Intersections of lines and circles

To find the intersection points between a circle and a straight line, substitute the equation of the straight line into the circle's equation and solve for $x$ and $y$. Let’s work through this step by step.

Step 1: Start with the Equations

The equation of a circle is typically given as:

$$x^2+y^2=r^2$$

where $r$ is the radius.

The equation of a straight line is usually written as:

$$y=mx+c$$

where $m$ is the gradient and $c$ is the $y$-intercept.

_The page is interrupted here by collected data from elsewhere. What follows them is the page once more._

PR #3665, opened 2026-08-17
feat: define the cut norm of symmetric kernels

kbuzzard:
This PR defines the measurable-rectangle cut norm of strict symmetric kernels and proves its core analytic API: bounded-kernel integrability on finite measure spaces, rectangle-integral algebra and transposition, the two supremum rules, nonnegativity, zero, negation, subadditivity, absolute homogeneity, and the bound `‖K‖□ ≤ ∫ |K|`.

The exact target is `TauCetiRoadmap/DenseGraphLimits/README.md`, Layer 1, milestone “core objects and their basic API,” specifically `cutNorm` on `SymmKernel` together with its set form, seminorm laws, and `L¹` bound. This is the most effective current step because `SymmKernel` is merged, the `Graphon` carrier is independently in flight in #3637, and the cut norm now opens the cut-distance lane immediately while also supplying the norm used by Layer 2’s counting and weak-regularity milestones. After this PR, the cut-norm lane still needs the signed/test-function form and factor-four sandwich; Layer 1 separately still needs homomorphism densities, the graphon carrier from #3637, coupling-primary cut distance, and the metric quotient.

Add `TauCeti/Combinatorics/DenseGraphLimits/Kernel/CutNorm.lean` (276 lines). The finite-measure statements specialize directly to the roadmap’s probability spaces, and the public API keeps a.e. invariance out of this strict-carrier layer as required.

The definition and rectangle-integral interface are adapted from Cameron Freer’s `Graphon/CutNorm.lean` at pinned commit `6eccca5`; the full strict-kernel seminorm and `L¹` proofs are developed here. The module documentation also credits Lovász, *Large Networks and Graph Limits*, §8.2.1, and Janson, *Graphons, cut norm and distance, couplings and rearrangements*, §4. No Mathlib infrastructure is vendored; the implementation reuses Mathlib’s Bochner set integral, product-measure swap, conditional supremum, and finite-measure integrability APIs.

Roadmap: DenseGraphLimits

🤖 Prepared with Codex

PR #3640, opened 2026-08-17
feat(Distributions): exponential moments and the mgf of the uniform law

cameronfreer:
Continues Layer 0 item 3 on the uniform family, picking up where #3575 left off (measure, pdf,
`withDensity`/`HasPDF`/`rnDeriv`, cdf, mean, variance).

## Every exponential moment exists

```lean
theorem integrableExpSet_id_uniformMeasure {a b : ℝ} :
    integrableExpSet id (uniformMeasure a b) = Set.univ
```

Bounded support is the whole reason: `exp (t * x)` is bounded almost everywhere by
`exp (|t| * max |a| |b|)`, and the measure is finite. **No hypothesis on the endpoints is needed** —
this holds on the degenerate range too. Integrability is established explicitly, via
`Integrable.mono'` against a constant, before any integral is evaluated.

Two supporting results land with it:

* `ae_mem_Ioc_uniformMeasure` — the law is carried by its interval, which is what converts bounded
  support into an a.e. bound;
* an `IsFiniteMeasure` instance holding for **every** pair of endpoints: a probability measure when
  `a < b`, the zero measure otherwise. The degenerate range is covered rather than excluded.

## The mgf, split at the singularity

`(exp (t * b) - exp (t * a)) / ((b - a) * t)` has a removable singularity at `t = 0`. Rather than
push a proof through it, the two branches are separate statements:

| | |
|---|---|
| `mgf_id_uniformMeasure_zero` | `mgf id (uniformMeasure a b) 0 = 1` |
| `mgf_id_uniformMeasure` | the quotient, for `t ≠ 0` |

Everything routes through the existing `uniformMeasure_eq_smul`; `ProbabilityTheory.cond` is never
unfolded again.

## Why no cgf here

The cgf is the real logarithm of the mgf, and writing it that way is only meaningful once the mgf is
shown **positive** — a genuine argument, not a syntactic rewrite. It is left for its own PR rather
than appended here.

Also still open in item 3: the characteristic function (again splitting `t = 0`, with the complex
calculation kept clear of this real one), the affine transport, and parameter measurability.

Roadmap: StandardDistributions

Authorized by `TauCetiRoadmap/StandardDistributions/README.md`, Layer 0, item 3 — the
`integrableExpSet` and mgf targets.

Advances TauCetiProject/TauCetiRoadmap#242. It deliberately does **not** close it: the uniform
family still owes the cgf, the characteristic function, and parameter measurability. The last of
those PRs should carry the `Closes`.

[...]

PR #3557, opened 2026-08-17
feat(DenseGraphLimits): finite-graph homomorphism density estimators

cameronfreer:
The graphon-independent front of Layer 9a: the two finite-graph homomorphism density estimators and
the counting bridge that pins their normalization to Mathlib.

```lean
noncomputable def homDensityFin (F : SimpleGraph V) (G : SimpleGraph (Fin m)) : ℝ :=
  (Nat.card (F →g G) : ℝ) / (m ^ Fintype.card V : ℝ)

noncomputable def injHomDensity (F : SimpleGraph V) (G : SimpleGraph (Fin m)) : ℝ :=
  (Nat.card {φ : F →g G // Function.Injective φ} : ℝ) / (m.descFactorial (Fintype.card V) : ℝ)
```

## The falling factorial, not the binomial coefficient

`injHomDensity`'s numerator counts **ordered** injective homomorphisms, so the denominator must
count ordered injections: `m.descFactorial k` with `k = |V(F)|`. `Nat.choose m k` counts unordered
images, and using it would bias the sampling estimator by `k!` — the later unbiasedness identity
would read `k! · t(F, W)` instead of `t(F, W)`. Fixing the convention here keeps that correction out
of every downstream statement.

## One counting convention, not two

`card_injective_hom_eq_labelledCopyCount` identifies the numerator with Mathlib's
`SimpleGraph.labelledCopyCount`, **proved**, and it ships in this PR deliberately: without it,
`injHomDensity` would quietly establish a second counting convention alongside Mathlib's.
`SimpleGraph.Copy F G` is definitionally an injective homomorphism, so the bridge is an equivalence
of subtypes. Note Mathlib puts the *host* graph first — copies of `F` inside `G` are
`G.labelledCopyCount F`.

## Counting with `Nat.card`

`Nat.card` is total, so neither density needs a `Fintype` instance or decidability on the hom type,
on `G`, or on `G.Adj`. The counted types are finite here so nothing is lost — but the analytic
statements downstream do not inherit decidability hypotheses they would otherwise be stuck with.
Both definitions are `noncomputable` because the value is real.

## Scope

Excludes the hom-versus-injective closeness bound (`homDensityFin_sub_injHomDensity_le`), the
sampling laws, the unbiasedness anchor, and finite-graph graphons. The legacy `SimpleGraph.t` /
`tInj` API is not used or reproduced. Nothing here touches the graphon carrier, so this is
independent of #3551.

Closes TauCetiProject/TauCetiRoadmap#240

[...]

PR #3844, opened 2026-08-19
feat(DenseGraphLimits): the signed cut norm and the lower sandwich bound

cameronfreer:
The `[-1,1]` test-function form of the cut norm, on top of the set form that landed in #3665.

## What makes this a *form* of the cut norm, not a second definition

The two suprema differ only in what they range over: indicators for `cutNorm`, measurable
`[-1,1]`-valued functions for `cutNormSigned`. To make that literal rather than analogical, this PR
introduces the pairing

```lean
def testIntegral (K : SymmKernel Ω μ) (u v : Ω → ℝ) : ℝ :=
  ∫ p, u p.1 * v p.2 * K p.1 p.2 ∂(μ.prod μ)
```

and proves `testIntegral_indicator_one : K.testIntegral μ (S.indicator 1) (T.indicator 1) =
K.rectIntegral μ S T`. `cutNorm_le_cutNormSigned` is then exactly "the signed supremum ranges over
more pairs" — one rewrite, no analysis.

## Only the easy side is here

| | |
|---|---|
| `cutNorm_le_cutNormSigned` | this PR |
| `cutNormSigned_le_four_mul_cutNorm` | **not** here — separate PR |

The factor-4 direction needs a genuine argument (reduce to `±1`-valued test functions via the sign
of an inner integral, then decompose into the four rectangles cut out by `{u = 1}` and `{v = 1}`),
so it is its own topic. The module docstring and the `cutNormSigned` docstring both record the
absence as a deliberate split rather than an oversight.

## `cutNormSigned` requires `[IsFiniteMeasure μ]`

An earlier revision of this PR omitted it and argued in this description that the supremum "needs no
finiteness hypothesis". **That was wrong**, and the `correctness` block was right to reject it. On an
infinite measure the test integrals are unbounded — take `μ` Lebesgue, `K` the constant kernel `1`,
and `u = v` the indicator of `[0, n]`, giving `n²` — so `⨆` on `ℝ` collapses to its junk value `0`
for a kernel nowhere near zero. No *theorem* in the PR was false, since every result that needs the
bound already carried the instance; the defect was that the definition returned junk outside its
intended domain.

What drove the original mistake is worth recording: carrying the instance made the
unused-section-variable linter fire, and I treated a linter workaround as a design principle instead
of asking why `cutNormSet` was written the way it is. It routes its measure through `FiniteMeasure`
precisely so the instance is a *used* argument; `cutNormSigned` now does the same, and sits beside
the other two definitions so all three carry the same hypothesis.

## Roadmap

Roadmap: DenseGraphLimits

`TauCetiRoadmap/DenseGraphLimits/README.md`, Layer 1, names "the set-form / signed cut norm
(`cutNormSet` + `cutNorm_eq_cutNormSet`, `cutNormSigned` + the factor-4 sandwich)"; the signature
follows `TauCetiRoadmap/DenseGraphLimits/Suggested.lean`, which pins `cutNormSigned`,
`cutNorm_le_cutNormSigned`, and `cutNormSigned_le_four_mul_cutNorm` verbatim. No intention issue is
open for this target, so this PR carries no `Closes`.

🤖 Directed by Cameron Freer, drafted by Opus 5


TauCeti/Combinatorics/DenseGraphLimits/Kernel/CutNorm.lean
kbuzzard, line 1: ### ✅ correctness — now passing on `cc4c756`.

kbuzzard:
## AI review — approved

Each rubric is judged independently by multiple review agents; the PR merges only once **every** rubric is green — any rubric that is not green (changes requested, blocked, errored, stale, or not yet run) blocks the merge. See the [rubrics](https://github.com/TauCetiProject/TauCetiReview/tree/85349e8225cebb5fb9f1877b31bb8555303ade84/rubrics).

|---|---|---|---|---|
| ✅ | [correctness](https://github.com/TauCetiProject/TauCetiReview/blob/85349e8225cebb5fb9f1877b31bb8555303ade84/rubrics/correctness.md) | approved | `codex/gpt-5.6-sol` | The finite-measure requirement makes the signed supremum bounded, and the test-integral definition, indicator specialization, and lower sandwich bound faithfully formalize the intended mathematics. |
| ✅ | [reuse](https://github.com/TauCetiProject/TauCetiReview/blob/85349e8225cebb5fb9f1877b31bb8555303ade84/rubrics/reuse.md) | approved | `codex/gpt-5.6-sol` | No material duplication or unnecessary parallel API was identified; the new signed cut norm reuses the existing rectangle-integral and cut-norm interfaces. |
| ✅ | [scope](https://github.com/TauCetiProject/TauCetiReview/blob/85349e8225cebb5fb9f1877b31bb8555303ade84/rubrics/scope.md) | approved | `codex/gpt-5.6-sol` | The PR coherently advances the DenseGraphLimits Layer 1 signed cut norm and factor-4 sandwich target by adding the signed form, its basic interface, and the lower bound as one topic. |
| ✅ | [attribution](https://github.com/TauCetiProject/TauCetiReview/blob/85349e8225cebb5fb9f1877b31bb8555303ade84/rubrics/attribution.md) | approved | `codex/gpt-5.6-sol` | The module credits the central informal references, roadmap signatures, and the identifiable prior `cameronfreer/graphon` formalization with repository, license, and commit details. |
| ✅ | [api-design](https://github.com/TauCetiProject/TauCetiReview/blob/85349e8225cebb5fb9f1877b31bb8555303ade84/rubrics/api-design.md) | approved | `codex/gpt-5.6-sol` | The characteristic signed-cut-norm API is present, and `testIntegral_indicator_one` now has the required `@[simp]` normalization annotation. |
| ✅ | [generality](https://github.com/TauCetiProject/TauCetiReview/blob/85349e8225cebb5fb9f1877b31bb8555303ade84/rubrics/generality.md) | approved | `codex/gpt-5.6-sol` | The new declarations are stated at the natural level for finite-measure symmetric kernels, with hypotheses matching the signed cut-norm test class; no materially unused or excessively strong assumptions are evident. |
| ✅ | [placement](https://github.com/TauCetiProject/TauCetiReview/blob/85349e8225cebb5fb9f1877b31bb8555303ade84/rubrics/placement.md) | approved | `codex/gpt-5.6-sol` | The pairing, signed cut norm, and associated bounds belong naturally in the existing cut-norm module; the diff adds no imports or misplaced files. |
| ✅ | [naming](https://github.com/TauCetiProject/TauCetiReview/blob/85349e8225cebb5fb9f1877b31bb8555303ade84/rubrics/naming.md) | approved | `codex/gpt-5.6-sol` | The introduced public names describe their conclusions in standard Mathlib terminology, respect suffix semantics, and add no notation. |
| ✅ | [documentation](https://github.com/TauCetiProject/TauCetiReview/blob/85349e8225cebb5fb9f1877b31bb8555303ade84/rubrics/documentation.md) | approved | `codex/gpt-5.6-sol` | The added module and declaration documentation accurately describes the signed cut norm and its interfaces. The contested infinite-measure counterexample is valid because `SymmKernel` requires boundedness, while integrability depends on `[IsFiniteMeasure μ]`. |
| ✅ | [proof-quality](https://github.com/TauCetiProject/TauCetiReview/blob/85349e8225cebb5fb9f1877b31bb8555303ade84/rubrics/proof-quality.md) | approved | `codex/gpt-5.6-sol` | The proofs are appropriately factored, readable, and robust, with no undocumented definitional-equality manipulation or brittle rewrite chains. |

<sub>Reviewing [this diff](https://github.com/TauCetiProject/TauCeti/compare/159b8ac44553f380d444efe88022afd53ea5d6a9...cc4c756b3c32e7621147cffa30df4fb02c6538f0) at head `cc4c756`. rubrics @ [`85349e8`](https://github.com/TauCetiProject/TauCetiReview/tree/85349e8225cebb5fb9f1877b31bb8555303ade84/rubrics). Review spend: $2.67.</sub>

cameronfreer:
Conceded — the block is correct, and the PR description that argued the opposite has been rewritten rather than quietly dropped.

**The defect is real.** With `μ` Lebesgue, `K` the constant kernel `1`, and `u = v` the indicator of `[0, n]`, the test integral is `n²`, so the range is unbounded and `⨆` on `ℝ` collapses to its junk value `0` for a kernel that is nowhere near zero. `cutNormSigned` now requires `[IsFiniteMeasure μ]`, and the docstring states that counterexample rather than just asserting the hypothesis is needed.

To be precise about the blast radius, since "correctness block" could suggest a false theorem: no theorem in the PR was wrong. Every result that needs the `L¹` bound — the introduction rule, the `L¹` bound itself, `cutNorm_le_cutNormSigned` — already carried the instance, and the two that did not (`cutNormSigned_def`, `cutNormSigned_nonneg`) are true for the junk value too. The defect was confined to the definition being unfaithful outside finiteness, which is exactly what the finding says.

**Why I got it wrong is the part worth recording.** Carrying the instance made the unused-section-variable linter fire on `cutNormSigned_def`, so I dropped it and wrote a paragraph justifying the omission. That is a linter workaround dressed up as a design principle. The right question was why `cutNormSet` looks the way it does: it routes its measure through `FiniteMeasure` (`let ν : FiniteMeasure Ω := ⟨μ, inferInstance⟩`) precisely so the instance is a *used* argument. `cutNormSigned` now does the same and sits beside the other two definitions, so all three carry the same hypothesis and the three `omit` clauses are gone.

Gate green (BUILD/AX/MS/LINT all 0). Note the other nine rubrics have not run yet — the pipeline halted here — so I expect further rounds.

TauCeti/Combinatorics/DenseGraphLimits/Kernel/CutNorm.lean
kbuzzard, line 1: ### ✅ api-design — now passing on `cc4c756`.

cameronfreer:
Applied — `testIntegral_indicator_one` is now `@[simp]`.

I checked it against simp-NF before pushing rather than just adding the attribute, because `lake build` accepts a bad `@[simp]` and only `scripts/lint-env.sh` rejects one: two earlier reviewer-requested annotations in this repo (#3557 `card_injective_hom_eq_labelledCopyCount`, #3640 `mgf_id_uniformMeasure_zero`) turned out to have left-hand sides that were not in normal form, so the lemma would never have fired. This one is clean — full gate green (BUILD/AX/MS/LINT all 0), and no existing proof needed adjusting for the new rewrite.

The finding is right about the role it plays: the pairing generalizes the rectangle integral, and the indicator case is exactly the bridge back to the established `rectIntegral` API, so normalizing in that direction is the behaviour a consumer should get for free.

TauCeti/Combinatorics/DenseGraphLimits/Kernel/CutNorm.lean
kbuzzard, line 1: ### ✅ documentation — now passing on `cc4c756`.

cameronfreer: Contesting: the counterexample is valid, and both grounds given for rejecting it are incorrect. I checked by compiling it rather than by re-reading the docstring.

**"the constant kernel `1` is not a `SymmKernel` on Lebesgue space".** `SymmKernel` requires uniform boundedness, not integrability — `Kernel/Basic.lean`:

```lean
  bdd' : ∃ C, ∀ x y, |toFun x y| ≤ C
```

so the constant kernel is admissible, with `C = 1`. It compiles:

```lean
noncomputable def one : SymmKernel ℝ volume where
  toFun _ _ := 1
  symm' _ _ := rfl
  meas' := measurable_const
  bdd' := ⟨1, fun _ _ => by norm_num⟩
```

**"its claim of unbounded test integrals contradicts the kernel's built-in integrability".** There is no built-in integrability. The kernel's integrability is a *theorem carrying the very hypothesis under discussion* — `CutNorm.lean:74`:

```lean
theorem integrable_uncurry [IsFiniteMeasure μ] (K : SymmKernel Ω μ) : …
```

On `(ℝ, volume)` the constant kernel is genuinely not integrable on the product, which is exactly why the supremum is unbounded rather than in spite of it.

**The unboundedness, verified.** Taking `u = v = (Icc 0 n).indicator 1` — measurable and `[-1,1]`-valued, both checked — the file's own `testIntegral_indicator_one` gives `testIntegral = rectIntegral (Icc 0 n) (Icc 0 n)`, and

```lean
example (n : ℕ) : one.rectIntegral volume (Icc (0:ℝ) n) (Icc (0:ℝ) n) = (n : ℝ) ^ 2
```

compiles. So the range contains `{n² : n ∈ ℕ}` and is unbounded, and `⨆` on `ℝ` returns `0`.

That is the whole content of the claim the docstring makes: without `[IsFiniteMeasure μ]` the definition is not a faithful supremum. It is not merely an API/domain restriction — it is what makes `abs_testIntegral_le_integral_abs` bound the range. Weakening the docstring to "domain restriction" would remove the reason this hypothesis exists, which the round-3 `correctness` block on this same PR required be there.

Happy to be shown wrong — if there is a reading under which `bdd'` implies integrability on an infinite measure, I will restate the docstring immediately. Otherwise I would keep the counterexample.

kbuzzard: **Re: your reply on `documentation` —** re-reviewed on `cc4c756`; this clears the finding ✅ — approved on `cc4c756`.

<sub>`codex/gpt-5.6-sol` · addresses your replies through comment 3818291480.</sub>

PR #333, opened 2021-07-12
DOP-2319 - Add new quiz directives to snooty-parser

carooobregon:
Stories/Links:
DOP-2319

Notes:
Added new directives to snooty-parser to support the new Quiz Widget


i80and:
@carooobregon could you run `make format` and commit? CI is failing

snooty/rstspec.toml
```diff
@@ -707,6 +707,26 @@ example = """.. procedure::
...
+   
+   ${2:string}"""
+argument_type = "string"
+options.quizid = {type = "string", required = true}
+
+[directive."mongodb:quizchoice"]
+content_type = "block"
+help = "A possible quiz answer and an explanation to be displayed after submission"
+example = """ .. quizchoice:: ${1:string}
+   :istrue:
```
mango-db, line 724: Nit: do we want to perhaps use kebab-case `is-true` like [so](https://github.com/mongodb/snooty-parser/blob/master/snooty/rstspec.toml#L696), or just `true` like [so](https://github.com/mongodb/snooty-parser/blob/master/snooty/rstspec.toml#L314)? I have no personal preferences

carooobregon: I personally like `is-true` but open to both! Changing it unless @i80and has any personal preference

i80and: I like kebab case

i80and: quiz-id should probably also get the kebab treatment if we do this

i80and (approved):

PR #336, opened 2021-08-01
DOP-2377: replacement directive

i80and:
There's three main implementation facets:
* We add a new `BlockSubstitutionReference` node that is identical to the inline `SubstitutionReference`, but it can exist in a block context.
* We *retain* replacement directives in the processed include directives, permitting them to be easily identified with that single include directive in the later substitution pass.
* We have some coersion rules: to inject inline content into a block context, we wrap it in a paragraph node. To inject block content into an inline context, we proceed only if it's a paragraph node with exclusively inline content, and if so, use that content. See `extract_inline()` for implementation.

A test in `snooty/test_postprocess_old_and_monolithic.py` is changed: the frontend shouldn't care, but invalid `SubstitutionReference` nodes now get emptied.

Behavior of how we report SubstitutionReference errors is slightly different: we now report the file that the substitution reference is in, rather than the page that ultimately includes it. This way, the line number we show isn't a complete lie. However, it behooves us to in the future show the full inclusion hierarchy for some diagnostics to help users figure out what's going on.


snooty/postprocess.py
```diff
@@ -812,67 +850,141 @@ def enter_node(self, fileid_stack: FileIdStack, node: n.Node) -> None:
...
-                    self.unreplaced_nodes.append((node, line))
-
-                if self.seen_definitions is not None:
-                    self.seen_definitions.add(node.name)
-        except KeyError:
-            # If node does not contain "name" field, it is a duplicate substitution definition.
-            # An error has already been thrown for this on parse, so pass.
-            pass
+        if isinstance(node, n.Directive):
+            if node.name != "include":
```
schmalliso, line 854: Will this be updated when the sharedinclude directive gets added?

snooty/rstspec.toml
```diff
@@ -202,6 +203,14 @@ example = """..literalinclude:: ${1:/path/to/file.js}
    :lines:}
 """
 
+[directive.replacement]
+help = """Specify replacements for variables in a shared content item."""
+argument_type = "str"
+content_type = "block"
+example = """.. replacement:: ${1:variable name}
+   ${2:Content with which to replace variable}
```
schmalliso, line 211: There should be an extra newline above this :)

schmalliso (commented):
LGTM % the snippet needing an extra newline.

snooty/postprocess.py
i80and: Yepyep!

PR #340, opened 2021-08-25
Broaden networkx dependency

alexchandel:
Broaden `networkx` dependency to all compatible releases, without using flit's unsupported "Compatible with version" semver operator (#327).


alexchandel:
@i80and Good to merge?  FYI this is the syntax that flit's maintainers recommend.  (They think it's better than `~=`.)

i80and (approved):

i80and:
Thank you for the context!

PR #342, opened 2021-08-27
DOP-2424: Fix substitution lifting

i80and:
The bug observed was caused by us popping the parent Paragraph node, but continuing to call `handle_departure()` for it causing a double state-pop.

Adding an assertion in list construction also caught a somewhat obscure issue where a `snooty_diagnostic` docutils node would also cause an undesired state pop.

There were also escaping issues in `ast_to_testing_string()` causing a test failure. It would be nice to use a proper XML generator rather than... this.

### DIFF
--- a/snooty/parser.py
+++ b/snooty/parser.py
@@ -78,6 +78,16 @@ NO_CHILDREN = (n.SubstitutionReference,)
 logger = logging.getLogger(__name__)
 
 
+def eligable_for_paragraph_to_block_substitution(node: docutils.nodes.Node) -> bool:
+    """Test if a docutils node should emit a BlockSubstitutionReference *instead* of a normal
+    Paragraph."""
+    return (
+        isinstance(node, docutils.nodes.paragraph)
+        and len(node.children) == 1
+        and isinstance(node.children[0], docutils.nodes.substitution_reference)
+    )
+
+
 def bundle(
     filename: PurePath, members: Iterable[Tuple[str, Union[str, bytes]]]
 ) -> bytes:
@@ -340,6 +350,9 @@ class JSONVisitor:
                 )
             )
         elif isinstance(node, docutils.nodes.list_item):
+            assert isinstance(
+                self.state[-1], n.ListNode
+            ), "Attempting to place a list item in a non-list context"
             self.state.append(n.ListNodeItem((line,), []))
         elif isinstance(node, docutils.nodes.title):
             # Attach an anchor ID to this section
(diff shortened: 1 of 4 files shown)


snooty/parser.py
```diff
@@ -419,7 +430,7 @@ def dispatch_visit(self, node: docutils.nodes.Node) -> None:
             raise docutils.nodes.SkipNode()
         elif isinstance(node, rstparser.snooty_diagnostic):
             self.diagnostics.append(node["diagnostic"])
-            return
+            raise docutils.nodes.SkipNode()
```
rayangler, line 433: Just for my understanding: are we using `SkipNode` instead of `return` here because of the way diagnostics nodes would cause wonky behavior with removing lists but not list items?

rayangler (commented):
Just a couple of questions but the changes look good overall! The problematic [page](https://docs-mongodbcom-staging.corp.mongodb.com/snooty-test-fix-substitutions/docs/raymundrodriguez/master/core/causal-consistency-read-write-concerns/) from before seems to render fine on the frontend as well.

I did run in to the following error when parsing the `docs` repo locally:
```
ERROR:snooty.builders.man:INTERNAL: Unknown node type: BlockSubstitutionReference
```
The error shouldn't be caused by any of the changes introduced in this PR but just wanted to let you know! Not a blocker for this particular PR

snooty/parser.py
```diff
@@ -78,6 +78,16 @@
 logger = logging.getLogger(__name__)
 
 
+def eligable_for_paragraph_to_block_substitution(node: docutils.nodes.Node) -> bool:
```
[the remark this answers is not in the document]
i80and: jeez that's embarrassing :D

snooty/parser.py
i80and: So the way the recursion works is that `dispatch_visit()` creates a node to append to the state stack, and `dispatch_departure()` then pulls that node off and adds it to its parent's `children` list. Just returning here doesn't create a node, but still calls `dispatch_departure()` to pop the most recent node. SkipNode prevents calling `dispatch_departure()`.

This whole class is a hot mess, but rewriting it is out of scope right now :D

i80and:
Good catch on the manpage builder!

snooty/parser.py
rayangler: Thank you for this explanation!

rayangler (approved):
🚀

Step 2: Substitute the Line Equation into the Circle Equation

Replace $y$ in the circle's equation with $mx+c$. For example, consider:

$$x^2+y^2=25\text{and}y=x+3$$

Substitute $y=x+3$ into $x^2+y^2=25$:

$$x^2+(x+3{)}^2=25$$

Step 3: Expand and Simplify

Expand the squared term and simplify the equation:

$$x^2+(x^2+6x+9)=25$$

Combine like terms:

$$2x^2+6x+9=25$$

Simplify further:

$$2x^2+6x-16=0$$

Step 4: Solve the Quadratic Equation

Factorise the quadratic equation:

$$2x^2+6x-16=0$$

Factor out the common factor $2$:

$$2(x^2+3x-8)=0$$

Factorise $x^2+3x-8$:

$$(x+4)(x-2)=0$$

So the solutions are:

$$x=-4\text{and}x=2$$

Step 5: Find the Corresponding $y$-Values

Substitute these $x$-values back into the line equation $y=x+3$:

For $x=-4$:

$$y=-4+3=-1$$

For $x=2$:

$$y=2+3=5$$

The intersection points are:

$$(-4,-1)\text{and}(2,5)$$

Step 6: Verify the Solutions

Check that the points satisfy both the circle and line equations. For example:

For $(-4,-1)$:

$$x^2+y^2=(-4{)}^2+(-1{)}^2=16+1=25$$

For $(2,5)$:

$$x^2+y^2=2^2+5^2=4+25=25$$

Both points satisfy the circle equation.

Summary

• Substitute the straight line equation into the circle equation.
• Expand and simplify to form a quadratic equation.
• Solve the quadratic equation to find $x$-values.
• Substitute $x$-values back into the line equation to find $y$-values.
• Verify the solutions to ensure they satisfy both equations.